(Saved data entries)
────────────────
PR #2420, opened 2020-04-15
Fix: return onSubmit promise result in submission

### LINKED ISSUE #2419: submitForm not maintaining the result of resolved Promise
### Current Behavior

The promise returned by `props.submitForm` is not being returned from `onSubmit`.

```
onSubmit={async values => {
        console.log("Submitting", values);
        return new Promise(resolve => {
          console.log("in promise");
          resolve(777);
        });
      }}

...

onClick={async () => {
      if (!props.isSubmitting) 
         const result = await props.submitForm();
         console.log("onClick result", result);
         if (result === 777) console.log("advancing");
      }
   }}
```

results in console output
```
Submitting Object {firstName: "m", lastName: "m"}
in promise 
onClick result undefined
```

### Expected behavior

```
Submitting Object {firstName: "m", lastName: "m"}
in promise 
onClick result 777
advancing
```

The return value of `onSubmit`, if it is a resolved promise, should be the return value of `await props.submitForm()`.

An example would be doing an api call, and wanting to know the result before rejecting the submission.

### Reproducible example

https://codesandbox.io/s/agitated-yonath-nrwwo?file=/src/App.js

### Suggested solution(s)

At https://github.com/jaredpalmer/formik/blob/26c4f8627a5ecfd81ec2196c7a9687b3f39f2836/packages/formik/src/Formik.tsx#L777, we have:

```
 return Promise.resolve(promiseOrUndefined)
            .then(() => {
              if (!!isMounted.current) {
              }
            })
            .catch(_errors => {
              if (!!isMounted.current) {
                // This is a legit error rejected by the onSubmit fn
                // so we don't want to break the promise chain
                throw _errors;
              }
            });
```

In the second line, it drops the result of the resolved `promiseOrUndefined`. Changing it to 
```
 return Promise.resolve(promiseOrUndefined)
            .then((result) => {
              if (!!isMounted.current) {
              }
              return result;
            })
```

would maintain the value of the user's promise

### Your environment

| Formik           |  2.1.4
| React            |  16.12.0
| TypeScript       |
| Browser          |  Chrome, Firefox
| npm/Yarn         | 
| Operating System | Windows 10

mmartinsky:
Fixes #2419 , maintaining the value of the user's promise.

### DIFF
--- a/packages/formik/src/Formik.tsx
+++ b/packages/formik/src/Formik.tsx
@@ -775,10 +775,11 @@ export function useFormik<Values extends FormikValues = FormikValues>({
           }
 
           return Promise.resolve(promiseOrUndefined)
-            .then(() => {
+            .then(result => {
               if (!!isMounted.current) {
                 dispatch({ type: 'SUBMIT_SUCCESS' });
               }
+              return result;
             })
             .catch(_errors => {
               if (!!isMounted.current) {


packages/formik/package.json
```diff
@@ -1,5 +1,5 @@
 {
-  "name": "formik",
```
johnrom, line 2: switch this back to formik

packages/formik/package.json
```diff
@@ -115,5 +115,8 @@
       "path": "./dist/formik.umd.production.js",
       "limit": "14 kB"
     }
-  ]
-}
+  ],
```
johnrom, line 118: remove

packages/formik/src/Formik.tsx
```diff
@@ -775,10 +775,11 @@ export function useFormik<Values extends FormikValues = FormikValues>({
           }
 
           return Promise.resolve(promiseOrUndefined)
-            .then(() => {
+            .then((result) => {
```
johnrom, line 778: remove parens

jaredpalmer:
Can we only format the changed lines?

johnrom:
If the formatting comes from commit hooks that might be a problem. In sourcetree there is the option to "Bypass commit hooks". I don't think this exists in Github Desktop. If it comes from prettier / vscode then it is as simple as "ctrl/cmd+shift+p -> Save without formatting" or disabling formatting temporarily.

mmartinsky:
Thanks for the quick responses - pushed up a new version with just the needed lines modified, formatting was from User level settings on my VSCode - should be taken care of now though

mmartinsky:
Any word on when this might get merged? Would love to switch back off of my forked package

cubeghost:
Also interested in seeing this get merged!

rmincling:
+1

PR #2460, opened 2020-05-06
Update field.md

gregfenton:
minor docs fix.

*Question*: the quotation section on line 30 says that "`component` ... props could also be used for rendering.".  But we are actually saying that <Field component> is valid.  This seems ... confusing.  Is it that `render` is now deprecated but `component` is not, or is the use of `component` here different than `<Field component>` ?

-----
[View rendered docs/api/field.md](https://github.com/gregfenton/formik/blob/patch-1/docs/api/field.md)

### DIFF
--- a/docs/api/field.md
+++ b/docs/api/field.md
@@ -10,7 +10,7 @@ attribute to match up with Formik state. `<Field />` will default to an HTML
 
 ## Rendering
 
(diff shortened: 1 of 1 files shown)


gregfenton:
Any thoughts to the question I asked in the original comment?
────────────────
Prompt
Reproduce all the data word for word.

Output of the task
PR #2420, opened 2020-04-15
Fix: return onSubmit promise result in submission

### LINKED ISSUE #2419: submitForm not maintaining the result of resolved Promise
### Current Behavior

The promise returned by `props.submitForm` is not being returned from `onSubmit`.

```
onSubmit={async values => {
        console.log("Submitting", values);
        return new Promise(resolve => {
          console.log("in promise");
          resolve(777);
        });
      }}

...

onClick={async () => {
      if (!props.isSubmitting) 
         const result = await props.submitForm();
         console.log("onClick result", result);
         if (result === 777) console.log("advancing");
      }
   }}
```

results in console output
```
Submitting Object {firstName: "m", lastName: "m"}
in promise 
onClick result undefined
```

### Expected behavior

```
Submitting Object {firstName: "m", lastName: "m"}
in promise 
onClick result 777
advancing
```

The return value of `onSubmit`, if it is a resolved promise, should be the return value of `await props.submitForm()`.

An example would be doing an api call, and wanting to know the result before rejecting the submission.

### Reproducible example

https://codesandbox.io/s/agitated-yonath-nrwwo?file=/src/App.js

### Suggested solution(s)

At https://github.com/jaredpalmer/formik/blob/26c4f8627a5ecfd81ec2196c7a9687b3f39f2836/packages/formik/src/Formik.tsx#L777, we have:

```
 return Promise.resolve(promiseOrUndefined)
            .then(() => {
              if (!!isMounted.current) {
              }
            })
            .catch(_errors => {
              if (!!isMounted.current) {
                // This is a legit error rejected by the onSubmit fn
                // so we don't want to break the promise chain
                throw _errors;
              }
            });
```

In the second line, it drops the result of the resolved `promiseOrUndefined`. Changing it to 
```
 return Promise.resolve(promiseOrUndefined)
            .then((result) => {
              if (!!isMounted.current) {
              }
              return result;
            })
```

would maintain the value of the user's promise

### Your environment

| Formik           |  2.1.4
| React            |  16.12.0
| TypeScript       |
| Browser          |  Chrome, Firefox
| npm/Yarn         | 
| Operating System | Windows 10

mmartinsky:
Fixes #2419 , maintaining the value of the user's promise.

### DIFF
--- a/packages/formik/src/Formik.tsx
+++ b/packages/formik/src/Formik.tsx
@@ -775,10 +775,11 @@ export function useFormik<Values extends FormikValues = FormikValues>({
           }
 
           return Promise.resolve(promiseOrUndefined)
-            .then(() => {
+            .then(result => {
               if (!!isMounted.current) {
                 dispatch({ type: 'SUBMIT_SUCCESS' });
               }
+              return result;
             })
             .catch(_errors => {
               if (!!isMounted.current) {


packages/formik/package.json
```diff
@@ -1,5 +1,5 @@
 {
-  "name": "formik",
```
johnrom, line 2: switch this back to formik

packages/formik/package.json
```diff
@@ -115,5 +115,8 @@
       "path": "./dist/formik.umd.production.js",
       "limit": "14 kB"
     }
-  ]
-}
+  ],
```
johnrom, line 118: remove

packages/formik/src/Formik.tsx
```diff
@@ -775,10 +775,11 @@ export function useFormik<Values extends FormikValues = FormikValues>({
           }
 
           return Promise.resolve(promiseOrUndefined)
-            .then(() => {
+            .then((result) => {
```
johnrom, line 778: remove parens

jaredpalmer:
Can we only format the changed lines?

johnrom:
If the formatting comes from commit hooks that might be a problem. In sourcetree there is the option to "Bypass commit hooks". I don't think this exists in Github Desktop. If it comes from prettier / vscode then it is as simple as "ctrl/cmd+shift+p -> Save without formatting" or disabling formatting temporarily.

mmartinsky:
Thanks for the quick responses - pushed up a new version with just the needed lines modified, formatting was from User level settings on my VSCode - should be taken care of now though

mmartinsky:
Any word on when this might get merged? Would love to switch back off of my forked package

cubeghost:
Also interested in seeing this get merged!

rmincling:
+1

PR #2460, opened 2020-05-06
Update field.md

gregfenton:
minor docs fix.

*Question*: the quotation section on line 30 says that "`component` ... props could also be used for rendering.".  But we are actually saying that <Field component> is valid.  This seems ... confusing.  Is it that `render` is now deprecated but `component` is not, or is the use of `component` here different than `<Field component>` ?

-----
[View rendered docs/api/field.md](https://github.com/gregfenton/formik/blob/patch-1/docs/api/field.md)

### DIFF
--- a/docs/api/field.md
+++ b/docs/api/field.md
@@ -10,7 +10,7 @@ attribute to match up with Formik state. `<Field />` will default to an HTML
 
 ## Rendering
 
(diff shortened: 1 of 1 files shown)


gregfenton:
Any thoughts to the question I asked in the original comment?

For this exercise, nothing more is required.